Current models are trained on image pastiche and style remixing. But there's no reason you couldn't add an Artistic Director layer which has been trained on emotional and cultural signifiers and to direct the pastiche and remixing.
The practical problem is that models have very limited prompt adherence. The level of detail you can specify in scene design is very crude. So you can get the slop effect where there's a lot of in-fill pastiche detail, but you could never create something like this, where all of the incidental objects are specifically included to enforce the message.

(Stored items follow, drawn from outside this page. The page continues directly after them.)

PR #2429, opened 2022-06-01
Tweak StreamReader error messages and tests

mthrok:
* Update error messages
* Update audio stream tests


test/torchaudio_unittest/io/stream_reader_test.py
```diff
@@ -360,6 +360,20 @@ def test_seek_negative(self):
             s.seek(-1.0)
 
 
+def _to_fltp(original):
```
nateanl, line 363: can you add doc string here? This helps future maintainer understand what's the functionality of the method.

nateanl (approved):

test/torchaudio_unittest/io/stream_reader_test.py
mthrok: sure, done.

PR #2434, opened 2022-06-02
Retrieve version from version.txt 

atalman:
Retrieve version from version.txt
These improvement introduced in following PR: https://github.com/pytorch/vision/pull/6117
In addition to this we add version.txt file to help us manage torchaudio version


packaging/pkg_helpers.bash
```diff
@@ -97,10 +97,19 @@ setup_cuda() {
...
 setup_build_version() {
   if [[ -z "$BUILD_VERSION" ]]; then
-    export BUILD_VERSION="$1.dev$(date "+%Y%m%d")$VERSION_SUFFIX"
+    if [[ -z "$1" ]]; then
+      SCRIPT_DIR="$( cd "$( dirname "${BASH_SOURCE[0]}" )" >/dev/null 2>&1 && pwd )"
+      # version.txt for some reason has `a` character after major.minor.rev
+      # command below yields 0.10.0 from version.txt containing 0.10.0a0
+      _VERSION_BASE=$( cut -f 1 -d a "$SCRIPT_DIR/../version.txt" )
+    else
+      _VERSION_BASE="$1"
```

https://en.wikipedia.org/wiki/The_Awakening_Conscience
It's basically the professional version of the "Draw me a pelican on a bicycle" problem.
There are situations where you want that level of creative control, and current image generators don't get close to it.

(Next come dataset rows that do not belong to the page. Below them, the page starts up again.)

PR #2436, opened 2022-06-02
Remove possible manual seeds from test files. 

skim0514:
For test files where applicable, removed manual seeds where applicable. Refactoring #2267


test/torchaudio_unittest/functional/batch_consistency_test.py
```diff
@@ -32,12 +32,10 @@ def assert_batch_consistency(self, functional, inputs, atol=1e-8, rtol=1e-5, see
         for i in range(1, len(inputs)):
             self.assertEqual(inputs[i].size(0), n)
         # Compute items separately, then batch the result
-        torch.random.manual_seed(seed)
         items_input = [[ele[i].clone() for ele in inputs] for i in range(n)]
         items_result = torch.stack([functional(*items_input[i]) for i in range(n)])
 
         # Batch the input and run
-        torch.random.manual_seed(seed)
```
mthrok, line 40: These two seeds cannot be removed. This helper function is supposed to run functions on the same seed twice and compare the results.

test/torchaudio_unittest/transforms/batch_consistency_test.py
```diff
@@ -16,12 +16,10 @@ def assert_batch_consistency(self, transform, batch, *args, atol=1e-8, rtol=1e-5
         n = batch.size(0)
 
         # Compute items separately, then batch the result
-        torch.random.manual_seed(seed)
```
mthrok, line 19: Same here, the helper method must run the given function twice with the same seed. So these two seedings in this method have to stay.

mthrok (approved):
LG given tests pass.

And without it you can't get to the meta-creativity level where you're creating a new aesthetic that's a cultural landmark - which is what the famous artists did, and still do.
>But there's no reason you couldn't add an Artistic Director layer which has been trained on emotional and cultural signifiers and to direct the pastiche and remixing.
I gave this approach a shot over the first few months of this year[1] (although my director didn't have any custom training). The results were interesting, but I'd not call them "art", since they're low-quality derivative pieces. With reasoning traces enabled, you can see that there's not much intent going on. Though they do attempt to include "incidental objects" to reinforce meaning, like in this jungle scene[2].
[1] https://news.ycombinator.com/item?id=48105385
[2]https://www.liamlaverty.com/paint-by-language-model/inspect/...
Sounds like a skill issue?
Recent image models are advancing rapidly at prompt adherence specifically, and being able to iterate on the same image is propelling them even further. Images 2.0 being the poster child of this "agentic iterative image composition" approach.
Images 2.0 isn't anywhere close to the kind of detail control I'm talking about.
It's the opposite of a skill issue. No image generator is anywhere near the ballpark of pro-level manual Photoshop or Illustrator editing for individual elements in an image.
If you don't understand this, try precisely kerning the text in a generated book cover to handle letter combinations like A and V.
This is one of the big problems with GenAI. You can do new things with it, but it's crude Dunning Kruger good-enough-if-you-don't-ask-for-more creativity.
The pros can see what most people can't, and the flaws and missing features are frustrating and obvious creatively, not just in terms of production values.
I fail to see anything other than a skill issue.
We went from "AI can't generate text that isn't at least 20% typos and it always looks like shit" to "some letter combinations aren't kerned to perfection sometimes and adjusting that with prompts is hard".